What is being asked: Output every line below exactly.

Data segment:
--- START ---
PR #75864, opened 2023-04-09
Close built-in shaders when closing scene

KoBeWi:
https://user-images.githubusercontent.com/2223172/230790953-ba957d2b-9b15-40a6-9bba-e5bea4aed3f2.mp4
--- END ---
Task result:
PR #75864, opened 2023-04-09
Close built-in shaders when closing scene

KoBeWi:
https://user-images.githubusercontent.com/2223172/230790953-ba957d2b-9b15-40a6-9bba-e5bea4aed3f2.mp4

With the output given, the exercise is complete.